::: Exercise material

PR #511, opened 2023-09-08
refactor: allow NodeType::new to take any Into<Option<ExtensionSet>>

acl-cqc:
This might be the most extreme refactor/rename/etc. that answers [your comment](https://github.com/CQCL-DEV/hugr/pull/510#pullrequestreview-1617148177) - but, well, is there a reason *not* to do this? :)

### DIFF
--- a/src/builder/dataflow.rs
+++ b/src/builder/dataflow.rs
@@ -49,20 +49,14 @@ impl<T: AsMut<Hugr> + AsRef<Hugr>> DFGBuilder<T> {
         let output = ops::Output {
             types: signature.output().clone(),
         };
+        base.as_mut()
+            .add_node_with_parent(parent, NodeType::new(input, input_extensions.clone()))?;
         base.as_mut().add_node_with_parent(
             parent,
-            match &input_extensions {
-                None => NodeType::open_extensions(input),
-                Some(rs) => NodeType::new(input, rs.clone()),
-            },
-        )?;
-        base.as_mut().add_node_with_parent(
-            parent,
-            match input_extensions.map(|inp| inp.union(&signature.extension_reqs)) {
-                // TODO: Make this NodeType::open_extensions
-                None => NodeType::open_extensions(output),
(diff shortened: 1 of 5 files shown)


src/builder/dataflow.rs
```diff
@@ -49,20 +49,14 @@ impl<T: AsMut<Hugr> + AsRef<Hugr>> DFGBuilder<T> {
...
-        base.as_mut().add_node_with_parent(
-            parent,
-            match input_extensions.map(|inp| inp.union(&signature.extension_reqs)) {
-                // TODO: Make this NodeType::open_extensions
-                None => NodeType::open_extensions(output),
-                Some(rs) => NodeType::new(output, rs),
-            },
+            NodeType::new(
+                output,
+                input_extensions.map(|inp| inp.union(&signature.extension_reqs)),
```
acl-cqc, line 58: Note I've lost your comment here "TODO: make this NodeType::open_extensions". I wasn't sure what to make of that, given the line after it *did* use open_extensions...

src/hugr.rs
```diff
@@ -66,10 +66,10 @@ pub struct NodeType {
 
 impl NodeType {
     /// Create a new optype with some ExtensionSet
-    pub fn new(op: impl Into<OpType>, input_extensions: ExtensionSet) -> Self {
+    pub fn new(op: impl Into<OpType>, input_extensions: impl Into<Option<ExtensionSet>>) -> Self {
```
croyzor, line 69: I don't think the `Into` is necessary - I'm not sure what we would want to put here that implements the interface

croyzor (approved):

src/hugr.rs
acl-cqc: This is because the library provides a blanket implementation of `Into<Option<T>>` for all T (using `Some`). So using that with `T`==`ExtensionSet`, this generalizes the old `new`.

PR #519, opened 2023-09-12
Refactor: move apply_rewrite from Hugr to HugrMut

acl-cqc:
Given `apply_rewrite` just does a bounce dispatch to `Rewrite::apply`, rather than any actual work, this seems the right place to put it! (The alternative might be to drop `apply_rewrite` altogether but I think it's kinda nice and aids discovery)

### DIFF
--- a/src/hugr/hugrmut.rs
+++ b/src/hugr/hugrmut.rs
@@ -12,7 +12,7 @@ use crate::{Hugr, Port};
 
 use self::sealed::HugrMutInternals;
 
-use super::NodeMetadata;
+use super::{NodeMetadata, Rewrite};
 
 /// Functions for low-level building of a HUGR.
 pub trait HugrMut: HugrView + HugrMutInternals {
@@ -143,6 +143,14 @@ pub trait HugrMut: HugrView + HugrMutInternals {
     fn insert_from_view(&mut self, root: Node, other: &impl HugrView) -> Result<Node, HugrError> {
         self.valid_node(root)?;
         self.hugr_mut().insert_from_view(root, other)
+    }
+
+    /// Applies a rewrite to the graph.
+    fn apply_rewrite<R, E>(&mut self, rw: impl Rewrite<ApplyResult = R, Error = E>) -> Result<R, E>
+    where
+        Self: Sized,
+    {
+        rw.apply(self)
     }
 }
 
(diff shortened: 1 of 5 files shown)


src/hugr/hugrmut.rs
```diff
@@ -144,6 +144,14 @@ pub trait HugrMut: HugrView + HugrMutInternals {
         self.valid_node(root)?;
         self.hugr_mut().insert_from_view(root, other)
     }
+
+    /// Applies a rewrite to the graph.
+    fn apply_rewrite<R, E>(&mut self, rw: impl Rewrite<ApplyResult = R, Error = E>) -> Result<R, E>
+    where
+        Self: Sized,
+    {
+        rw.apply(self)
```
aborgna-q, line 153: In the other hugrmut methods we validate that we're not modifying the graph outside the view.
This isn't possible with the current `Rewrite` interface, so we cannot avoid rewriting arbitrary parts.

Is this something we want to allow?

aborgna-q: Although I guess if we require the user to assert that `rw.validate(self)` passes then this would be valid.

Would it make sense to have an `assert_debug!` with that?

acl-cqc: The idea is that `rw.apply(self)` will have to work through methods of the `impl HugrMut` and so the checking comes there - i.e., when the rewrite tries to modify the view.

(If we relied on checking here, then just calling `Rewrite::apply` would allow to bypass the check!!)

acl-cqc: But are you suggesting (skipping all the typing boilerplate for now):
```
fn apply(rw: impl Rewrite) {
   debug_assert!(rw.verify(self));
   rw.apply(self)
}
```
? I do quite like that idea, but right now a lot of our `Rewrite::verify` impl's are `unimplemented!`....

acl-cqc: I guess we could have an `apply_verified` as a shortcut? (not `debug_assert` just `assert`, then!)

aborgna-q: :+1:

Yeah, I was suggesting the `debug_assert` you mentioned. If it's unimplemented I'd leave it out (maybe a TODO?).

This is definitely not a place where we want `assert`s. So I'd just leave it bare and let the inner calls do the checks.

aborgna-q (approved):

PR #522, opened 2023-09-12
Add SiblingMut allowing modification of a SiblingGraph

acl-cqc:
* Combine `HugrView::get_io` methods - could pull that out into a preliminary PR, it's just tidying a wrapper function
* Also `HugrMut::add_op_with_parent` is just a wrapper around `add_node_with_parent` so make that a default-impl too
* SibingMut implementation parallels SiblingView for many methods, but not all, as does not its own PortGraph
* Reimplement OutlineCfg to use nested SiblingMut instances (escaping to &mut Hugr for `set_parent`)
* Refactor tests so we test calling OutlineCfg on a SiblingMut of only a portion of a Hugr

### DIFF
--- a/src/hugr/hugrmut.rs
+++ b/src/hugr/hugrmut.rs
@@ -141,19 +141,19 @@ pub trait HugrMut: HugrView + HugrMutInternals {
     }
 
     /// Insert another hugr into this one, under a given root node.
-    ///
-    /// Returns the root node of the inserted hugr.
     #[inline]
-    fn insert_hugr(&mut self, root: Node, other: Hugr) -> Result<Node, HugrError> {
+    fn insert_hugr(&mut self, root: Node, other: Hugr) -> Result<InsertionResult, HugrError> {
         self.valid_node(root)?;
         self.hugr_mut().insert_hugr(root, other)
     }
 
     /// Copy another hugr into this one, under a given root node.
-    ///
-    /// Returns the root node of the inserted hugr.
     #[inline]
-    fn insert_from_view(&mut self, root: Node, other: &impl HugrView) -> Result<Node, HugrError> {
+    fn insert_from_view(
+        &mut self,
+        root: Node,
+        other: &impl HugrView,
+    ) -> Result<InsertionResult, HugrError> {
         self.valid_node(root)?;
         self.hugr_mut().insert_from_view(root, other)
     }
@@ -164,6 +164,26 @@ pub trait HugrMut: HugrView + HugrMutInternals {
         Self: Sized,
     {
         rw.apply(self)
+    }
+}
+
+/// Records the result of inserting a Hugr or view
+/// via [HugrMut::insert_hugr] or [HugrMut::insert_from_view]
+pub struct InsertionResult {
+    /// The node, after insertion, that was the root of the inserted Hugr.
+    /// (That is, the value in [InsertionResult::node_map] under the key that was the [HugrView::root]))
+    pub new_root: Node,
+    /// Map from nodes in the Hugr/view that was inserted, to their new
+    /// positions in the Hugr into which said was inserted.
+    pub node_map: HashMap<Node, Node>,
+}
+
+impl InsertionResult {
+    fn translating_indices(new_root: Node, node_map: HashMap<NodeIndex, NodeIndex>) -> Self {
+        Self {
+            new_root,
+            node_map: HashMap::from_iter(node_map.into_iter().map(|(k, v)| (k.into(), v.into()))),
+        }
     }
 }
 
@@ -249,7 +269,7 @@ where
         Ok((src_port, dst_port))
     }
 
-    fn insert_hugr(&mut self, root: Node, mut other: Hugr) -> Result<Node, HugrError> {
+    fn insert_hugr(&mut self, root: Node, mut other: Hugr) -> Result<InsertionResult, HugrError> {
         let (other_root, node_map) = insert_hugr_internal(self.as_mut(), root, &other)?;
         // Update the optypes and metadata, taking them from the other graph.
         for (&node, &new_node) in node_map.iter() {
@@ -258,10 +278,15 @@ where
             let meta = other.metadata.take(node);
             self.as_mut().set_metadata(node.into(), meta).unwrap();
         }
-        Ok(other_root)
+        debug_assert_eq!(Some(&other_root.index), node_map.get(&other.root().index));
+        Ok(InsertionResult::translating_indices(other_root, node_map))
     }
 
-    fn insert_from_view(&mut self, root: Node, other: &impl HugrView) -> Result<Node, HugrError> {
+    fn insert_from_view(
+        &mut self,
+        root: Node,
+        other: &impl HugrView,
+    ) -> Result<InsertionResult, HugrError> {
         let (other_root, node_map) = insert_hugr_internal(self.as_mut(), root, other)?;
         // Update the optypes and metadata, copying them from the other graph.
         for (&node, &new_node) in node_map.iter() {
@@ -272,7 +297,8 @@ where
                 .set_metadata(node.into(), meta.clone())
                 .unwrap();
         }
-        Ok(other_root)
+        debug_assert_eq!(Some(&other_root.index), node_map.get(&other.root().index));
+        Ok(InsertionResult::translating_indices(other_root, node_map))
     }
 }
 
--- a/src/hugr/hugrmut.rs
+++ b/src/hugr/hugrmut.rs
@@ -37,8 +37,8 @@ pub trait HugrMut: HugrView + HugrMutInternals {
         parent: Node,
         op: impl Into<OpType>,
     ) -> Result<Node, HugrError> {
-        self.valid_node(parent)?;
-        self.hugr_mut().add_op_with_parent(parent, op)
+        // TODO: Default to `NodeType::open_extensions` once we can infer extensions
+        self.add_node_with_parent(parent, NodeType::pure(op))
     }
 
     /// Add a node to the graph with a parent in the hierarchy.
@@ -163,15 +163,6 @@ impl<T> HugrMut for T
 where
     T: HugrView + AsMut<Hugr>,
 {
-    fn add_op_with_parent(
-        &mut self,
-        parent: Node,
-        op: impl Into<OpType>,
-    ) -> Result<Node, HugrError> {
-        // TODO: Default to `NodeType::open_extensions` once we can infer extensions
-        self.add_node_with_parent(parent, NodeType::pure(op))
-    }
-
     fn add_node_with_parent(&mut self, parent: Node, node: NodeType) -> Result<Node, HugrError> {
         let node = self.as_mut().add_node(node);
         self.as_mut()
--- a/src/hugr/hugrmut.rs
+++ b/src/hugr/hugrmut.rs
@@ -64,6 +64,15 @@ pub trait HugrMut: HugrView + HugrMutInternals {
         self.hugr_mut().add_op_before(sibling, op)
     }
 
+    /// A generalisation of [`HugrMut::add_op_before`], needed temporarily until
+    /// add_op type methods all default to creating nodes with open extensions.
+    /// See issue #424
+    #[inline]
+    fn add_node_before(&mut self, sibling: Node, nodetype: NodeType) -> Result<Node, HugrError> {
+        self.valid_non_root(sibling)?;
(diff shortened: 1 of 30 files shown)


src/hugr/rewrite/outline_cfg.rs
```diff
@@ -140,13 +143,16 @@ impl Rewrite for OutlineCfg {
         };
 
         // 3. Extract Cfg node created above (it moved when we called insert_hugr)
-        let cfg_node = h
+        // Support filtered Sibling-only views by explicitly descending into new_block
```
acl-cqc, line 146: This is to show the kind of thing I'm thinking of. We can't do everything this way - eventually we have to just break out to the `hugr_mut(): &mut Hugr` - but we can do *most* things remaining within one (nested) SiblingGraph at a time

src/hugr/hugrmut.rs
```diff
@@ -17,7 +17,9 @@ use super::{NodeMetadata, Rewrite};
 /// Functions for low-level building of a HUGR.
 pub trait HugrMut: HugrView + HugrMutInternals {
     /// Returns the metadata associated with a node.
-    fn get_metadata_mut(&mut self, node: Node) -> &mut NodeMetadata;
+    fn get_metadata_mut(&mut self, node: Node) -> &mut NodeMetadata {
+        self.hugr_mut().metadata.get_mut(node.index)
+    }
```
acl-cqc, line 22: Oh, we should do a `contains_node` check here

src/hugr/rewrite/outline_cfg.rs
```diff
@@ -227,19 +239,25 @@ mod test {
...
+    use crate::types::FunctionType;
+    use crate::{type_row, HugrView, Node};
     use cool_asserts::assert_matches;
     use itertools::Itertools;
 
     use super::{OutlineCfg, OutlineCfgError};
 
     fn depth(h: &impl HugrView, n: Node) -> u32 {
-        match h.get_parent(n) {
+        match h.base_hugr().get_parent(n) {
```
acl-cqc, line 260: This is a bit ugly (doing this on every call - alternative would be to do at every callsite, which is probably a bit better), but it kinda makes sense. (Better might be to calculate depth to the root of the *starting* HugrView, or something, but no way to do that)

src/hugr/views/sibling.rs
```diff
@@ -101,7 +103,7 @@ where
 
     #[inline]
     fn get_optype(&self, node: Node) -> &OpType {
-        self.hugr.get_optype(node)
+        self.base_hugr().get_optype(node)
```
acl-cqc, line 106: This is to avoid the double-filtering issue

acl-cqc: Now gone

src/hugr/rewrite/outline_cfg.rs
acl-cqc: However, worth noting that an alternative for these bits is just for `insert_hugr` to return the NodeIndex->NodeIndex map from `insert_hugr_internal`!....should I do that instead?

src/hugr/rewrite/outline_cfg.rs
```diff
@@ -163,31 +171,37 @@ impl Rewrite for OutlineCfg {
...
-        // 5. Children of new CFG.
-        // Entry node must be first
-        h.move_before_sibling(entry, inner_exit).unwrap();
-        // And remaining nodes
-        for n in self.blocks {
-            // Do not move the entry node, as we have already
-            if n != entry {
-                h.set_parent(n, cfg_node).unwrap();
+        {
+            // These operations do not fit into any SiblingView
```
acl-cqc, line 175: I guess I mean SiblingMut. So we'd need a full-on DescendantsMut for that. I think I'm happy to skip for now but I could probably be persuaded....

src/hugr/rewrite/outline_cfg.rs
acl-cqc: Yes, this will get significantly easier after #535. Maybe wait for that to go in first....

acl-cqc:
Ok have merged with #535 which makes things quite a bit simpler. @Agustín Borgna think this is ready now!

src/hugr/hugrmut.rs
```diff
@@ -37,8 +37,8 @@ pub trait HugrMut: HugrView + HugrMutInternals {
         parent: Node,
         op: impl Into<OpType>,
     ) -> Result<Node, HugrError> {
-        self.valid_node(parent)?;
-        self.hugr_mut().add_op_with_parent(parent, op)
+        // TODO: Default to `NodeType::open_extensions` once we can infer extensions
```
acl-cqc, line 40: (This comment just moved from the other `add_op_with_parent`)

src/hugr/rewrite/outline_cfg.rs
```diff
@@ -189,10 +179,36 @@ impl Rewrite for OutlineCfg {
...
+                // Do not move the entry node, as we have already
+                if n != entry {
+                    h.set_parent(n, cfg_node).unwrap();
+                }
+            }
+            inner_exit
+        };
+
+        // 4(b). Reconnect exit edge to the new exit node within the inner CFG
+        let mut in_bb_view: SiblingMut<'_, BasicBlockID> =
```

::::::

## Required work
Pick out every line above that holds the word "NodeMetadata" and copy it.

## Completed exercise
-use super::NodeMetadata;
+use super::{NodeMetadata, Rewrite};
@@ -17,7 +17,9 @@ use super::{NodeMetadata, Rewrite};
-    fn get_metadata_mut(&mut self, node: Node) -> &mut NodeMetadata;
+    fn get_metadata_mut(&mut self, node: Node) -> &mut NodeMetadata {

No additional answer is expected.